Entries taken from a collection
►

PR #432, opened 2020-12-16
Add support for hexists call

tonytitus:
Add support for hexists call.

Tested using below code snippet:

```
from swsscommon.swsscommon import SonicV2Connector

db = SonicV2Connector(host='127.0.0.1')
db.connect(db.COUNTERS_DB)
db.connect(db.ASIC_DB)

ex = int(db.hexists(db.COUNTERS_DB, "COUNTERS_PORT_NAME_MAP", "Ethernet0"))
if ex == 1:
    print "Exists"
else:
    print "Do not exists"
```

### DIFF
--- a/common/dbconnector.cpp
+++ b/common/dbconnector.cpp
@@ -619,7 +619,7 @@ bool DBConnector::exists(const string &key)
     }
     rexists.format("EXISTS %s", key.c_str());
     RedisReply r(this, rexists, REDIS_REPLY_INTEGER);
-    return (r.getContext()->integer > 0);
+    return r.getContext()->integer > 0;
 }
 
 int64_t DBConnector::hdel(const string &key, const string &field)
@@ -652,6 +652,7 @@ void DBConnector::set(const string &key, const string &value)
     RedisReply r(this, sset, REDIS_REPLY_STATUS);
 }
 
+2020-05-29 23:41:31.177615 IFCS_LOG_INFO [NODE] [ifcs_init] Initializing IFCS, boot type = 0
 void DBConnector::config_set(const std::string &key, const std::string &value)
 {
     RedisCommand sset;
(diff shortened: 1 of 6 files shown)


common/dbconnector.cpp
```diff
@@ -740,6 +740,14 @@ shared_ptr<string> DBConnector::hget(const string &key, const string &field)
     throw runtime_error("HGET failed, unexpected reply type, memory exception");
 }
 
+bool DBConnector::hexists(const string &key, const string &field)
```
kcudnik, line 743: is this like "DBConnector::hget" ? you could check pointer if its populated, also if field exists, then you probably want to use it's value ?

is this for performance or what is use case?

tonytitus: Yes, you are right. It can be used to check if a field exists in a table before accessing it. Similar to "exists" for keys.

kcudnik (dismissed):

common/dbconnector.cpp
```diff
@@ -740,6 +740,14 @@ shared_ptr<string> DBConnector::hget(const string &key, const string &field)
...
+{
+    RedisCommand rexists;
+    rexists.format("HEXISTS %s %s", key.c_str(), field.c_str());
+    RedisReply r(this, rexists, REDIS_REPLY_INTEGER);
+    return (r.getContext()->integer > 0);
```
qiluo-msft, line 748: >( [](start = 11, length = 1)

Remove the parentheses?

common/dbconnector.cpp
```diff
@@ -652,6 +652,7 @@ void DBConnector::set(const string &key, const string &value)
     RedisReply r(this, sset, REDIS_REPLY_STATUS);
 }
 
+2020-05-29 23:41:31.177615 IFCS_LOG_INFO [NODE] [ifcs_init] Initializing IFCS, boot type = 0
```
qiluo-msft, line 655: Remove this line?

qiluo-msft:
A general recommendation: try not to squash commits when you iterate, we have internal tool to compare between commits so we could quickly identify the iteration improvement.

common/dbconnector.cpp
tonytitus: Done.

qiluo-msft (approved):

PR #437, opened 2020-12-30
Implement ConfigDBConnector and ConfigDBPipeConnector in C++

qiluo-msft:
They are originally implemented by python in https://github.com/Azure/sonic-py-swsssdk/
We plan to deprecated the python version which based on redis-py.
The new implementation is based on hiredis C++ library.

Tested manually with sonic-config-engine unit tests.

### DIFF
--- a/common/dbconnector.h
+++ b/common/dbconnector.h
@@ -223,9 +223,9 @@ private:
 template<typename OutputIterator>
 void DBConnector::hgetall(const std::string &key, OutputIterator result)
 {
-    RedisCommand sincr;
-    sincr.format("HGETALL %s", key.c_str());
-    RedisReply r(this, sincr, REDIS_REPLY_ARRAY);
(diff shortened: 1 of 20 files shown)


lguohan (approved):

common/dbconnector.h
```diff
@@ -168,13 +178,15 @@ class DBConnector : public RedisContext
 
     void del(const std::vector<std::string>& keys);
 
-    std::unordered_map<std::string, std::string> hgetall(const std::string &key);
+    std::map<std::string, std::string> hgetall(const std::string &key);
```
kcudnik, line 181: why there is change from unordered_map to map? map is slower nlogn to sort items, and we dont need sort at hgetall, it will slow things down when we will have 100k entreis in db, that will matter, please reverse that to unordered_map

◄

◆ **Your assignment**
Each record above must be given again exactly.

◆ **Finished exercise**
PR #432, opened 2020-12-16
Add support for hexists call

tonytitus:
Add support for hexists call.

Tested using below code snippet:

```
from swsscommon.swsscommon import SonicV2Connector

db = SonicV2Connector(host='127.0.0.1')
db.connect(db.COUNTERS_DB)
db.connect(db.ASIC_DB)

ex = int(db.hexists(db.COUNTERS_DB, "COUNTERS_PORT_NAME_MAP", "Ethernet0"))
if ex == 1:
    print "Exists"
else:
    print "Do not exists"
```

### DIFF
--- a/common/dbconnector.cpp
+++ b/common/dbconnector.cpp
@@ -619,7 +619,7 @@ bool DBConnector::exists(const string &key)
     }
     rexists.format("EXISTS %s", key.c_str());
     RedisReply r(this, rexists, REDIS_REPLY_INTEGER);
-    return (r.getContext()->integer > 0);
+    return r.getContext()->integer > 0;
 }
 
 int64_t DBConnector::hdel(const string &key, const string &field)
@@ -652,6 +652,7 @@ void DBConnector::set(const string &key, const string &value)
     RedisReply r(this, sset, REDIS_REPLY_STATUS);
 }
 
+2020-05-29 23:41:31.177615 IFCS_LOG_INFO [NODE] [ifcs_init] Initializing IFCS, boot type = 0
 void DBConnector::config_set(const std::string &key, const std::string &value)
 {
     RedisCommand sset;
(diff shortened: 1 of 6 files shown)


common/dbconnector.cpp
```diff
@@ -740,6 +740,14 @@ shared_ptr<string> DBConnector::hget(const string &key, const string &field)
     throw runtime_error("HGET failed, unexpected reply type, memory exception");
 }
 
+bool DBConnector::hexists(const string &key, const string &field)
```
kcudnik, line 743: is this like "DBConnector::hget" ? you could check pointer if its populated, also if field exists, then you probably want to use it's value ?

is this for performance or what is use case?

tonytitus: Yes, you are right. It can be used to check if a field exists in a table before accessing it. Similar to "exists" for keys.

kcudnik (dismissed):

common/dbconnector.cpp
```diff
@@ -740,6 +740,14 @@ shared_ptr<string> DBConnector::hget(const string &key, const string &field)
...
+{
+    RedisCommand rexists;
+    rexists.format("HEXISTS %s %s", key.c_str(), field.c_str());
+    RedisReply r(this, rexists, REDIS_REPLY_INTEGER);
+    return (r.getContext()->integer > 0);
```
qiluo-msft, line 748: >( [](start = 11, length = 1)

Remove the parentheses?

common/dbconnector.cpp
```diff
@@ -652,6 +652,7 @@ void DBConnector::set(const string &key, const string &value)
     RedisReply r(this, sset, REDIS_REPLY_STATUS);
 }
 
+2020-05-29 23:41:31.177615 IFCS_LOG_INFO [NODE] [ifcs_init] Initializing IFCS, boot type = 0
```
qiluo-msft, line 655: Remove this line?

qiluo-msft:
A general recommendation: try not to squash commits when you iterate, we have internal tool to compare between commits so we could quickly identify the iteration improvement.

common/dbconnector.cpp
tonytitus: Done.

qiluo-msft (approved):

PR #437, opened 2020-12-30
Implement ConfigDBConnector and ConfigDBPipeConnector in C++

qiluo-msft:
They are originally implemented by python in https://github.com/Azure/sonic-py-swsssdk/
We plan to deprecated the python version which based on redis-py.
The new implementation is based on hiredis C++ library.

Tested manually with sonic-config-engine unit tests.

### DIFF
--- a/common/dbconnector.h
+++ b/common/dbconnector.h
@@ -223,9 +223,9 @@ private:
 template<typename OutputIterator>
 void DBConnector::hgetall(const std::string &key, OutputIterator result)
 {
-    RedisCommand sincr;
-    sincr.format("HGETALL %s", key.c_str());
-    RedisReply r(this, sincr, REDIS_REPLY_ARRAY);
(diff shortened: 1 of 20 files shown)


lguohan (approved):

common/dbconnector.h
```diff
@@ -168,13 +178,15 @@ class DBConnector : public RedisContext
 
     void del(const std::vector<std::string>& keys);
 
-    std::unordered_map<std::string, std::string> hgetall(const std::string &key);
+    std::map<std::string, std::string> hgetall(const std::string &key);
```
kcudnik, line 181: why there is change from unordered_map to map? map is slower nlogn to sort items, and we dont need sort at hgetall, it will slow things down when we will have 100k entreis in db, that will matter, please reverse that to unordered_map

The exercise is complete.